# Exercise directions
Repeat the whole listing exactly.

********

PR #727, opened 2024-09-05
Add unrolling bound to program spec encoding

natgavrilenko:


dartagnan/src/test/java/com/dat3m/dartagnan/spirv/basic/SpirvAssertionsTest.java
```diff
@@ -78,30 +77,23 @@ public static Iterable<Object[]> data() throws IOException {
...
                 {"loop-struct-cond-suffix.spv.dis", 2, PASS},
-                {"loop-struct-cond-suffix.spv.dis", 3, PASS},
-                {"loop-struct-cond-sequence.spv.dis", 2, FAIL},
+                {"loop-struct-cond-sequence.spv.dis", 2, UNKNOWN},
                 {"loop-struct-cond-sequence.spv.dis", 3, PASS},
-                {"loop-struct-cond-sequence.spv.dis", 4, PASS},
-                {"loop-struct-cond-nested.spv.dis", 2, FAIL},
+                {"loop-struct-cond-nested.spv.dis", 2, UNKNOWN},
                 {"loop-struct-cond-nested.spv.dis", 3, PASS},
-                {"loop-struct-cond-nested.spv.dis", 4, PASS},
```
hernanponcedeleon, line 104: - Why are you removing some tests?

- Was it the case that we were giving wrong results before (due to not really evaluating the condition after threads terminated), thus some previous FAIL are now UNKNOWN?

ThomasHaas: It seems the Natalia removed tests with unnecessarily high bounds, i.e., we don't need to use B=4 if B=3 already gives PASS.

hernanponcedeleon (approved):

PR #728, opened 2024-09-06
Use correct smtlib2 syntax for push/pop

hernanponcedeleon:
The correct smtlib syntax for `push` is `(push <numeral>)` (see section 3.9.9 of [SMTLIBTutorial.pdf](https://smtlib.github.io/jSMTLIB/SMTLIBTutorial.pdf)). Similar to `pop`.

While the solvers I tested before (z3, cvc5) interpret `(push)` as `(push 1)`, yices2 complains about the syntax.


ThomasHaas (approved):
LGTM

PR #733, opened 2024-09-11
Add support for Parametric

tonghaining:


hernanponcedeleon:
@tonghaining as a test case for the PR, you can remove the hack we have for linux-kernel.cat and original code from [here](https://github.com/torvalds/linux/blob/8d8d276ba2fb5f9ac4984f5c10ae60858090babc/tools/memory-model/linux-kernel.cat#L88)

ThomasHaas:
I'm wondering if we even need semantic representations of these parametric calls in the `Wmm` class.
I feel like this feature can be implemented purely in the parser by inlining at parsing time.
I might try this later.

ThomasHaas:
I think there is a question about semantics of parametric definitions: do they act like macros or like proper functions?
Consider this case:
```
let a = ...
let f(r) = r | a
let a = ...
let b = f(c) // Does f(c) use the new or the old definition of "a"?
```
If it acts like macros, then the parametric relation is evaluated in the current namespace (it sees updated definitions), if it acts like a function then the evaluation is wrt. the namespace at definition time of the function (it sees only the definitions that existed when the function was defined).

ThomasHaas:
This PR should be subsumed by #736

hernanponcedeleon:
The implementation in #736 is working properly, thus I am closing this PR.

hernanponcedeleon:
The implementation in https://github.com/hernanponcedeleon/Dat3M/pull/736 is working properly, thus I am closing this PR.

********

# Solution below
PR #727, opened 2024-09-05
Add unrolling bound to program spec encoding

natgavrilenko:


dartagnan/src/test/java/com/dat3m/dartagnan/spirv/basic/SpirvAssertionsTest.java
```diff
@@ -78,30 +77,23 @@ public static Iterable<Object[]> data() throws IOException {
...
                 {"loop-struct-cond-suffix.spv.dis", 2, PASS},
-                {"loop-struct-cond-suffix.spv.dis", 3, PASS},
-                {"loop-struct-cond-sequence.spv.dis", 2, FAIL},
+                {"loop-struct-cond-sequence.spv.dis", 2, UNKNOWN},
                 {"loop-struct-cond-sequence.spv.dis", 3, PASS},
-                {"loop-struct-cond-sequence.spv.dis", 4, PASS},
-                {"loop-struct-cond-nested.spv.dis", 2, FAIL},
+                {"loop-struct-cond-nested.spv.dis", 2, UNKNOWN},
                 {"loop-struct-cond-nested.spv.dis", 3, PASS},
-                {"loop-struct-cond-nested.spv.dis", 4, PASS},
```
hernanponcedeleon, line 104: - Why are you removing some tests?

- Was it the case that we were giving wrong results before (due to not really evaluating the condition after threads terminated), thus some previous FAIL are now UNKNOWN?

ThomasHaas: It seems the Natalia removed tests with unnecessarily high bounds, i.e., we don't need to use B=4 if B=3 already gives PASS.

hernanponcedeleon (approved):

PR #728, opened 2024-09-06
Use correct smtlib2 syntax for push/pop

hernanponcedeleon:
The correct smtlib syntax for `push` is `(push <numeral>)` (see section 3.9.9 of [SMTLIBTutorial.pdf](https://smtlib.github.io/jSMTLIB/SMTLIBTutorial.pdf)). Similar to `pop`.

While the solvers I tested before (z3, cvc5) interpret `(push)` as `(push 1)`, yices2 complains about the syntax.


ThomasHaas (approved):
LGTM

PR #733, opened 2024-09-11
Add support for Parametric

tonghaining:


hernanponcedeleon:
@tonghaining as a test case for the PR, you can remove the hack we have for linux-kernel.cat and original code from [here](https://github.com/torvalds/linux/blob/8d8d276ba2fb5f9ac4984f5c10ae60858090babc/tools/memory-model/linux-kernel.cat#L88)

ThomasHaas:
I'm wondering if we even need semantic representations of these parametric calls in the `Wmm` class.
I feel like this feature can be implemented purely in the parser by inlining at parsing time.
I might try this later.

ThomasHaas:
I think there is a question about semantics of parametric definitions: do they act like macros or like proper functions?
Consider this case:
```
let a = ...
let f(r) = r | a
let a = ...
let b = f(c) // Does f(c) use the new or the old definition of "a"?
```
If it acts like macros, then the parametric relation is evaluated in the current namespace (it sees updated definitions), if it acts like a function then the evaluation is wrt. the namespace at definition time of the function (it sees only the definitions that existed when the function was defined).

ThomasHaas:
This PR should be subsumed by #736

hernanponcedeleon:
The implementation in #736 is working properly, thus I am closing this PR.

hernanponcedeleon:
The implementation in https://github.com/hernanponcedeleon/Dat3M/pull/736 is working properly, thus I am closing this PR.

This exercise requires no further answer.